= Data =
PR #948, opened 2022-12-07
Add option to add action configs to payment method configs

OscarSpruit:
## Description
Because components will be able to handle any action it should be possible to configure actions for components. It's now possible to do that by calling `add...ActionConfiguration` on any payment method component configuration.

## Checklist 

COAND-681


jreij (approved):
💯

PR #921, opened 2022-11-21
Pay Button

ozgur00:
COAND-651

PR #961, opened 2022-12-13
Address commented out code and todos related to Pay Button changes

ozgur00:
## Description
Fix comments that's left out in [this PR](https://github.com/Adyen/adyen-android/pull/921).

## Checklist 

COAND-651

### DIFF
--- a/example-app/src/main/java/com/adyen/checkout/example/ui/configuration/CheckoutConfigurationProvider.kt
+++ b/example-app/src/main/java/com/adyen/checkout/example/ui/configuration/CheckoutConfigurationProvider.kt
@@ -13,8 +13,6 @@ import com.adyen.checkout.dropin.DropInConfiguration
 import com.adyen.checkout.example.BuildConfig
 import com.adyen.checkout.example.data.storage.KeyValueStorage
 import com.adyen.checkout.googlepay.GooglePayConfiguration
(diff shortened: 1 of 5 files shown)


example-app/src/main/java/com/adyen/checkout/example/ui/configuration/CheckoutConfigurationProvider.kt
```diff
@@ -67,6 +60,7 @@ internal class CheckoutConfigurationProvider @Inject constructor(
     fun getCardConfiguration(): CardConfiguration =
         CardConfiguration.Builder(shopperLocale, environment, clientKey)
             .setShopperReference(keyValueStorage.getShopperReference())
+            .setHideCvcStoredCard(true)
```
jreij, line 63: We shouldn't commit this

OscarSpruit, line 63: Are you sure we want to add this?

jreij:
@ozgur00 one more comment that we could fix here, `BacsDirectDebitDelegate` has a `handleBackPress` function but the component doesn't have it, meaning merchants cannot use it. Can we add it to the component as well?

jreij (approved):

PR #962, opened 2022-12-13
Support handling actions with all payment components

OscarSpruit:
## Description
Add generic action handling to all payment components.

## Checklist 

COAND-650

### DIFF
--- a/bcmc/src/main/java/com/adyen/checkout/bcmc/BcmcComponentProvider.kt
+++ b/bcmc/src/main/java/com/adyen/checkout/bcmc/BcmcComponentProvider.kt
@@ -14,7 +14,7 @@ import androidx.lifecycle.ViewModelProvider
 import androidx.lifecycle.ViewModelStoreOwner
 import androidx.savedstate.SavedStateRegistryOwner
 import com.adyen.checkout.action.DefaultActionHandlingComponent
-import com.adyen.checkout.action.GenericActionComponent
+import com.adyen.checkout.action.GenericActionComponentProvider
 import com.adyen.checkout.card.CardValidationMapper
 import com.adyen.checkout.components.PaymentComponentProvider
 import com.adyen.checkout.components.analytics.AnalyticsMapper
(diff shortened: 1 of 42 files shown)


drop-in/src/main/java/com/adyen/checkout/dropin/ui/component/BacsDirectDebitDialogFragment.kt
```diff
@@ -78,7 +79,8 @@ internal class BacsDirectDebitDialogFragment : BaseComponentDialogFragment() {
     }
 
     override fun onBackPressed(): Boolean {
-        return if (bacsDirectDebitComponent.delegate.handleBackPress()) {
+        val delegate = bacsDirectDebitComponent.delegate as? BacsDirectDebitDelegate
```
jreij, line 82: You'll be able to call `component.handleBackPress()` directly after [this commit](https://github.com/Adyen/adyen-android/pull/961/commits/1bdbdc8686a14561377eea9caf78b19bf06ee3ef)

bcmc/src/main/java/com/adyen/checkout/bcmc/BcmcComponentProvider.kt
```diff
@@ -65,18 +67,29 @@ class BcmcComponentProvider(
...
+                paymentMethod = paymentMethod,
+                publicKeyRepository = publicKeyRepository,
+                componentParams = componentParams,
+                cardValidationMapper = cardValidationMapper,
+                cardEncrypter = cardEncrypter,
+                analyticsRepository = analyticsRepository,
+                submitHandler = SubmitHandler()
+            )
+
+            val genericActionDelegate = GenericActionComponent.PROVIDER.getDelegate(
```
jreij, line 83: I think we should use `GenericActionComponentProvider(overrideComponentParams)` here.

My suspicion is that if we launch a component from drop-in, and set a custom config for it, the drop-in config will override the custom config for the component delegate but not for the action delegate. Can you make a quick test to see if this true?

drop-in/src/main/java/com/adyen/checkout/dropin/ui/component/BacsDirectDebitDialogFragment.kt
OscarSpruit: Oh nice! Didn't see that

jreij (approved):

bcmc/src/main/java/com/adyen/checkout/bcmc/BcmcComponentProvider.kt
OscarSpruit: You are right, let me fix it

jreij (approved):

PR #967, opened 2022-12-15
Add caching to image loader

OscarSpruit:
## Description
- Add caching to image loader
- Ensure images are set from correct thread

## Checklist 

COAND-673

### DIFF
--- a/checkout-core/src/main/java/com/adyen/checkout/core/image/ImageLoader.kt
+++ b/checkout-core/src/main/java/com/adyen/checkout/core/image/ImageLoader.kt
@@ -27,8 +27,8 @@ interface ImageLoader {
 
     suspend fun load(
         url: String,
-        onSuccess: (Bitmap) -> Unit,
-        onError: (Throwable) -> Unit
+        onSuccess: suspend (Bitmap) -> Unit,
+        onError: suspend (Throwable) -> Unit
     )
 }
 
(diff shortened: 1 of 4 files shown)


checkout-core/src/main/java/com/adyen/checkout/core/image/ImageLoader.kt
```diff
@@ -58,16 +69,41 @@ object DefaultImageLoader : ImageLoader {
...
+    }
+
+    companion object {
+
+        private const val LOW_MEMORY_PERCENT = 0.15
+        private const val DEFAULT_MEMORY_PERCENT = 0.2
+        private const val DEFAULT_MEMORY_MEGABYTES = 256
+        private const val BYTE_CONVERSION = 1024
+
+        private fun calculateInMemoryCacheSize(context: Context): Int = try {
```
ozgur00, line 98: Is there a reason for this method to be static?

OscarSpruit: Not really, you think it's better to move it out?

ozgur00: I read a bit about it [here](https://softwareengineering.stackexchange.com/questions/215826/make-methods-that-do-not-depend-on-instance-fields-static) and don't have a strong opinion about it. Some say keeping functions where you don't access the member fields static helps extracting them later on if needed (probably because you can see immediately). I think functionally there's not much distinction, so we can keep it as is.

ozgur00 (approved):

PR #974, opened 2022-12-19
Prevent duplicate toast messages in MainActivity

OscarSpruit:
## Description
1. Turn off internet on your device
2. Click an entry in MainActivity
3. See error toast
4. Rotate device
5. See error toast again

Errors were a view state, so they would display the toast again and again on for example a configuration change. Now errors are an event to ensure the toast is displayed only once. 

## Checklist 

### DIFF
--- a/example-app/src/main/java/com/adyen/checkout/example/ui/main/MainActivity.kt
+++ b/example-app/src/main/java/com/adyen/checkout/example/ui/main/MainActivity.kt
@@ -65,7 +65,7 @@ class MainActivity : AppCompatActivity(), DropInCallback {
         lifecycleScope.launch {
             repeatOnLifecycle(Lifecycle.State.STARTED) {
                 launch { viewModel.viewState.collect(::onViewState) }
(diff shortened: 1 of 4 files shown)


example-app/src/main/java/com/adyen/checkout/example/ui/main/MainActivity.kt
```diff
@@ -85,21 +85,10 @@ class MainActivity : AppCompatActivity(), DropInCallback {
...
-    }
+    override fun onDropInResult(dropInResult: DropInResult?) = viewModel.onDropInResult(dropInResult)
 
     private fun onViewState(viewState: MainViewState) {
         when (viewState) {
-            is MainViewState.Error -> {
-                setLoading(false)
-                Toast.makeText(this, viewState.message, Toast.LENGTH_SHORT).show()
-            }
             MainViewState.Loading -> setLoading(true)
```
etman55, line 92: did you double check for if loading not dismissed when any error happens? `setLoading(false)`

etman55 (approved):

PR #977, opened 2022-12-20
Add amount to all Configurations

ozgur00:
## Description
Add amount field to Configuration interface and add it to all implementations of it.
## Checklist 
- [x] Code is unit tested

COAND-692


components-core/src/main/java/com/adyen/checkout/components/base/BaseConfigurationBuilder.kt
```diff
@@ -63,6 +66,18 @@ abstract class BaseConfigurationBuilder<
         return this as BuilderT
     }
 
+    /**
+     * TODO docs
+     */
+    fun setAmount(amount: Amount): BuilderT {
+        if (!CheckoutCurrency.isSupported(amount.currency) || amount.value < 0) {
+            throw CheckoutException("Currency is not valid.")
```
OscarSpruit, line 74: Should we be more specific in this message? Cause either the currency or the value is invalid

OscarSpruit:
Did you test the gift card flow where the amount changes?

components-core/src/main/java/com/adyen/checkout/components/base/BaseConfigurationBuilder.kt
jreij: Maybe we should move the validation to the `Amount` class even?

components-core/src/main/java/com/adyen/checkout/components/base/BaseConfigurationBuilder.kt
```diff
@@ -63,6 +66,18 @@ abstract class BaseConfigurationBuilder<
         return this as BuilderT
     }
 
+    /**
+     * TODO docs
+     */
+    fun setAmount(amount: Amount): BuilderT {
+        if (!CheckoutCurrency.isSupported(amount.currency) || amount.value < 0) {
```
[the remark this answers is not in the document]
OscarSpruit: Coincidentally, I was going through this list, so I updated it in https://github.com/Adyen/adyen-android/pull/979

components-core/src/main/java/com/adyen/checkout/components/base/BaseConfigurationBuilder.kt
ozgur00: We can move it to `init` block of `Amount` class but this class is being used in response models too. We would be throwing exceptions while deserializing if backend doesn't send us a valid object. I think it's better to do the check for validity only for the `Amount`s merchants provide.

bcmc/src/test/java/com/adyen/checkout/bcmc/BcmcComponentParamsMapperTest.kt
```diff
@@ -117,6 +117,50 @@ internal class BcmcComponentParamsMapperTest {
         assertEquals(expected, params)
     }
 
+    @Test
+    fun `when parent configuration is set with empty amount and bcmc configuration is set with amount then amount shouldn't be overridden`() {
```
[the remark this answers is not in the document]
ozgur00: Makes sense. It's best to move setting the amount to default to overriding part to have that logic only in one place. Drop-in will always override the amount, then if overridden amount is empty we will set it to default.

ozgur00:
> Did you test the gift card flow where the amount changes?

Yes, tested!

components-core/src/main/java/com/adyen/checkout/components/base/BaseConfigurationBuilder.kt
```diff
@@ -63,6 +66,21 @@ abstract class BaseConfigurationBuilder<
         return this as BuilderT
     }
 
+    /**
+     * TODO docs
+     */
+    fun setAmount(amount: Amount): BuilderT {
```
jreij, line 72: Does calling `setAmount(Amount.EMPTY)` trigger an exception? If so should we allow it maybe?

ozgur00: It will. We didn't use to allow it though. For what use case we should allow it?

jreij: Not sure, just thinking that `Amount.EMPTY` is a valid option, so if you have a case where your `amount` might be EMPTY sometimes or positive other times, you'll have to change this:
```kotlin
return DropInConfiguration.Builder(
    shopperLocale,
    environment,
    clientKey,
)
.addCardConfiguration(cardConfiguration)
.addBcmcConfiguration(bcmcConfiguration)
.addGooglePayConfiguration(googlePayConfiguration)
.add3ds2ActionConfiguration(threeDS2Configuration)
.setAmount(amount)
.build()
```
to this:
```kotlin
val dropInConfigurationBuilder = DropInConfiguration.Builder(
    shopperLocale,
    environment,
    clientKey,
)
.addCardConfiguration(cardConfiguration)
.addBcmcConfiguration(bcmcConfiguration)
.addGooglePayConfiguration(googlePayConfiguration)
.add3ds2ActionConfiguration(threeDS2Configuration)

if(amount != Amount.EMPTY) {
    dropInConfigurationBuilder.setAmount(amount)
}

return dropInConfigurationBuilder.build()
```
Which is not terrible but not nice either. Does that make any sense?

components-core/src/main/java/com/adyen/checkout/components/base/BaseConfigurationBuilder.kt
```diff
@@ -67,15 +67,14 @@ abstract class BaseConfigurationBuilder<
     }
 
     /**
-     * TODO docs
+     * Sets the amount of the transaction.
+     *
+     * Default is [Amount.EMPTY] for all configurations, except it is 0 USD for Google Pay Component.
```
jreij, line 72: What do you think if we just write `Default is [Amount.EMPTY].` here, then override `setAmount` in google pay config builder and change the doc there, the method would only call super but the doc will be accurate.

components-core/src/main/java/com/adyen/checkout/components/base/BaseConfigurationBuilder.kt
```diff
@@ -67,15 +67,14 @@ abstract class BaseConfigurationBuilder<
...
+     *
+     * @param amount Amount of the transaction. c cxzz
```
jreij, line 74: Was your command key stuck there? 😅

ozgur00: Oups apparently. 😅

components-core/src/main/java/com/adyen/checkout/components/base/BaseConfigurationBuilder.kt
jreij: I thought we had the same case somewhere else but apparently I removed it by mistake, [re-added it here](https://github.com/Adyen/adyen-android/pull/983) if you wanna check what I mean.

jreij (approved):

...

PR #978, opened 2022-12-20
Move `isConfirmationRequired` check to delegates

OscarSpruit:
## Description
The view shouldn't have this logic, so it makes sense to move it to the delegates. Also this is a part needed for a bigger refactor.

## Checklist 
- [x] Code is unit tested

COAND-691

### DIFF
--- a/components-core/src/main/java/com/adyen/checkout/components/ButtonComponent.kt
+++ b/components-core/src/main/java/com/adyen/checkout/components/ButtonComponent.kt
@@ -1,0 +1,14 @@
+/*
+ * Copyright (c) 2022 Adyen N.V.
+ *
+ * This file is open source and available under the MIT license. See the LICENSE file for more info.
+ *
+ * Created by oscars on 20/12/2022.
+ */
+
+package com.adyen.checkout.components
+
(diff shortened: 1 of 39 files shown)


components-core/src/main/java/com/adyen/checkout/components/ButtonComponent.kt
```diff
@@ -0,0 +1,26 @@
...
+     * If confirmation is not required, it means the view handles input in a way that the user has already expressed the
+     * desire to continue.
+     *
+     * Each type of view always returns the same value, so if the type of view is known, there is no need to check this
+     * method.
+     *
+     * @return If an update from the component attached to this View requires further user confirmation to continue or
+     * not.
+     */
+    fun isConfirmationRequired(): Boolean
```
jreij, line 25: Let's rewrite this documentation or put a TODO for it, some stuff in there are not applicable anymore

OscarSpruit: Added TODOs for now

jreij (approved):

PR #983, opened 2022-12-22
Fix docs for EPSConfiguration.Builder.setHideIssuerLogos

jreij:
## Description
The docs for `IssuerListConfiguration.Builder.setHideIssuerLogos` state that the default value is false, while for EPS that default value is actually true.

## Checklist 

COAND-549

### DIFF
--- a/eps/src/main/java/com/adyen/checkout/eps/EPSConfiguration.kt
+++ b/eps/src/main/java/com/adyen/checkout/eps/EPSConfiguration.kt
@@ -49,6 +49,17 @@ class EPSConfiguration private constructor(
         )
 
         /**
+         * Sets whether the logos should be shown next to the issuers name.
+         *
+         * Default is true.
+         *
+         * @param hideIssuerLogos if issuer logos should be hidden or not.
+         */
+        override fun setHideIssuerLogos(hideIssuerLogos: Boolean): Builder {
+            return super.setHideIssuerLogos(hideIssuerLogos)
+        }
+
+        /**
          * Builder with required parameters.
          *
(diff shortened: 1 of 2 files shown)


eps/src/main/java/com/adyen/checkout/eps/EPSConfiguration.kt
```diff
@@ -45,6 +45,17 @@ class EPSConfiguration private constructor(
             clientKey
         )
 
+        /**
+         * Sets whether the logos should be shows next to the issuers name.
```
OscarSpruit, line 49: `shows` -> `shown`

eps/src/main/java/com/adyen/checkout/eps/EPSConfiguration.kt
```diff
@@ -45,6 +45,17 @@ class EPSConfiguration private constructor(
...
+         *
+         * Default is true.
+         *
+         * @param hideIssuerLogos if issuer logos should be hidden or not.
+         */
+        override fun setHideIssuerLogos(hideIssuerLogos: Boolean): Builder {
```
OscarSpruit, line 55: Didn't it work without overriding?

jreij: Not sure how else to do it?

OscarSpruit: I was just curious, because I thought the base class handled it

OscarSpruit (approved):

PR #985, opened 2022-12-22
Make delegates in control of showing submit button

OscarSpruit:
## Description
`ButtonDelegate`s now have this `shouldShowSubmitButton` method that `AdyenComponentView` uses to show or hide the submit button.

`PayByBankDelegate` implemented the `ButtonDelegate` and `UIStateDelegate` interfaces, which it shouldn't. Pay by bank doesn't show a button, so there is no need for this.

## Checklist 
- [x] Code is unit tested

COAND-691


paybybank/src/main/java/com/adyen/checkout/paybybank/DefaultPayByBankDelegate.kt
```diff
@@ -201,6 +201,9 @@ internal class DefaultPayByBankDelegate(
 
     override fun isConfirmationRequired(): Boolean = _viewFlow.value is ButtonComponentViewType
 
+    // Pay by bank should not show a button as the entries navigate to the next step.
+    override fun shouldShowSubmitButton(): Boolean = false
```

--

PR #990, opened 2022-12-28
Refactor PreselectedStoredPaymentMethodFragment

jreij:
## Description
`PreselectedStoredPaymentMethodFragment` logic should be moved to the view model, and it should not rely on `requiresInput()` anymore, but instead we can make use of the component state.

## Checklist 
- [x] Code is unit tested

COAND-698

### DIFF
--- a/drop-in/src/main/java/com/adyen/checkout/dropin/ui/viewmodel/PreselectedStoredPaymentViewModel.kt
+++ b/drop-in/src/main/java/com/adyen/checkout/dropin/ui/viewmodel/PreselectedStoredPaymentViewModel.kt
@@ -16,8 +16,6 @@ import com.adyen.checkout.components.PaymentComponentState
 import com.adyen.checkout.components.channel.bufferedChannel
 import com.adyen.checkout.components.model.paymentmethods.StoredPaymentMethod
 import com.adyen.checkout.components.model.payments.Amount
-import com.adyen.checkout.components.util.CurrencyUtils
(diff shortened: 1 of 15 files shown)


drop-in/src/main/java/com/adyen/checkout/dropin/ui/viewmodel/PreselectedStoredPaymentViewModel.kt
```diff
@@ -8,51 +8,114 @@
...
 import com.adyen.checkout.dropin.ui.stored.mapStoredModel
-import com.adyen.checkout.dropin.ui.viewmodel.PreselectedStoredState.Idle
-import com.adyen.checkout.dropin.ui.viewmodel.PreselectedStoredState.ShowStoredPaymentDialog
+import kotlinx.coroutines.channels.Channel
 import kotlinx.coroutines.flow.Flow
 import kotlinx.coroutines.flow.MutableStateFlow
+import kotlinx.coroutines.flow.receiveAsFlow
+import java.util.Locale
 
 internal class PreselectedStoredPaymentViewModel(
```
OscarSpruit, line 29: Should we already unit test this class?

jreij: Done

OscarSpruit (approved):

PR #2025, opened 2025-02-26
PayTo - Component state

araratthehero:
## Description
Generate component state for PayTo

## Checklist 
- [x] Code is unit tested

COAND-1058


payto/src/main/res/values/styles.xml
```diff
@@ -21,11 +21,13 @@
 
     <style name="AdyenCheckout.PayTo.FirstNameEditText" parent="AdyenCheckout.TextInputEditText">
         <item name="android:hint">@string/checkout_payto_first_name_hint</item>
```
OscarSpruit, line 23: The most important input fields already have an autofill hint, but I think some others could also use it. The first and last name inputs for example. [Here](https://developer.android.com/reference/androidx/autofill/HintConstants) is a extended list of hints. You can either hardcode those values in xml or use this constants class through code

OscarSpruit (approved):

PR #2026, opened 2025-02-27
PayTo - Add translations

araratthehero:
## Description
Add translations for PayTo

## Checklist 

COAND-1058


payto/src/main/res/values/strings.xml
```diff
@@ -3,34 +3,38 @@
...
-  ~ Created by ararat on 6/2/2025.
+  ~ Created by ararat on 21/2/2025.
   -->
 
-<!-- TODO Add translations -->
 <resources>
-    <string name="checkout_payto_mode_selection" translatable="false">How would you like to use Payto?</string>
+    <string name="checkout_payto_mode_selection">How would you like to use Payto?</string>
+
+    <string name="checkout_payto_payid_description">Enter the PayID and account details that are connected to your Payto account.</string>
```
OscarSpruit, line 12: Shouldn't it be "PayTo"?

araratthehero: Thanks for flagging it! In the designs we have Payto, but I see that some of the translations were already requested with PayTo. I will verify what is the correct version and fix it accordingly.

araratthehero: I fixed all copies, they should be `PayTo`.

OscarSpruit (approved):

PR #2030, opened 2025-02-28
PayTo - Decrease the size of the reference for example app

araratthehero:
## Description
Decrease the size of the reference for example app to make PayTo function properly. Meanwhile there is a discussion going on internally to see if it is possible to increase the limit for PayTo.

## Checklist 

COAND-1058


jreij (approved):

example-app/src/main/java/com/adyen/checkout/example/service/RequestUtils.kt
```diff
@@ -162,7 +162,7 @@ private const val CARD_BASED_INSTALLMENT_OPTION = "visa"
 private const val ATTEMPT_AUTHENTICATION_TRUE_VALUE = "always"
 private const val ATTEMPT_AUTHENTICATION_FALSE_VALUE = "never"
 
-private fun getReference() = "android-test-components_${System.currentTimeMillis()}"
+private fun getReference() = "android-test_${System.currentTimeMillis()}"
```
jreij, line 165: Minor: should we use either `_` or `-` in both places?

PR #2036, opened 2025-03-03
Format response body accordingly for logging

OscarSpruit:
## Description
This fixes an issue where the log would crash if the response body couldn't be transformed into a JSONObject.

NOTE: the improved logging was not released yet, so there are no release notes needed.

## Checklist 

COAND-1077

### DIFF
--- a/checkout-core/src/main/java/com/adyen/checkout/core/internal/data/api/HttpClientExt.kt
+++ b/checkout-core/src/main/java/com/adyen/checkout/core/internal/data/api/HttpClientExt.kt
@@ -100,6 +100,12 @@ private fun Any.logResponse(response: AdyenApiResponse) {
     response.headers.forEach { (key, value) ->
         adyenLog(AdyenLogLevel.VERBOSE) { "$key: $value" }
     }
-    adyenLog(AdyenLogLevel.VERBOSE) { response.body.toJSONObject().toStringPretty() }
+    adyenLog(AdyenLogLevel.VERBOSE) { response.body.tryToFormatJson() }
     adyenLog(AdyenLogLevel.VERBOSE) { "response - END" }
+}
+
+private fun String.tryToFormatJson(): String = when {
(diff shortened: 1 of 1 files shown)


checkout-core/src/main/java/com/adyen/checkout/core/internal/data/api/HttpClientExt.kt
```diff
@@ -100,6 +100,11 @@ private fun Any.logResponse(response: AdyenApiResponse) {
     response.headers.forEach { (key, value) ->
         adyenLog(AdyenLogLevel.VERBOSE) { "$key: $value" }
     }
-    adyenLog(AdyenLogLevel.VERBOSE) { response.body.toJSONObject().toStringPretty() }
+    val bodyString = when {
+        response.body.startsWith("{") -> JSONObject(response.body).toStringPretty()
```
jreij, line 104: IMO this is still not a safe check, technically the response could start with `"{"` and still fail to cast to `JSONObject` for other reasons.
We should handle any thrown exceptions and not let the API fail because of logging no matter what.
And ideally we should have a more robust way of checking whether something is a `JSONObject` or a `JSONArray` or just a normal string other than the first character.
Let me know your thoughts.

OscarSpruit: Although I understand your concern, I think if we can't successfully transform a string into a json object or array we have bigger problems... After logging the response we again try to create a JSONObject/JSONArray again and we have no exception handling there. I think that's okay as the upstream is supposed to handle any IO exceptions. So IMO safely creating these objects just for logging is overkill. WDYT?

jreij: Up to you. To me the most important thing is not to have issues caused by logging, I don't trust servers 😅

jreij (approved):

= Assigned task =
Each line holding the word "AdyenApiResponse" must be pulled from the records.

= Answer below =
@@ -100,6 +100,12 @@ private fun Any.logResponse(response: AdyenApiResponse) {
@@ -100,6 +100,11 @@ private fun Any.logResponse(response: AdyenApiResponse) {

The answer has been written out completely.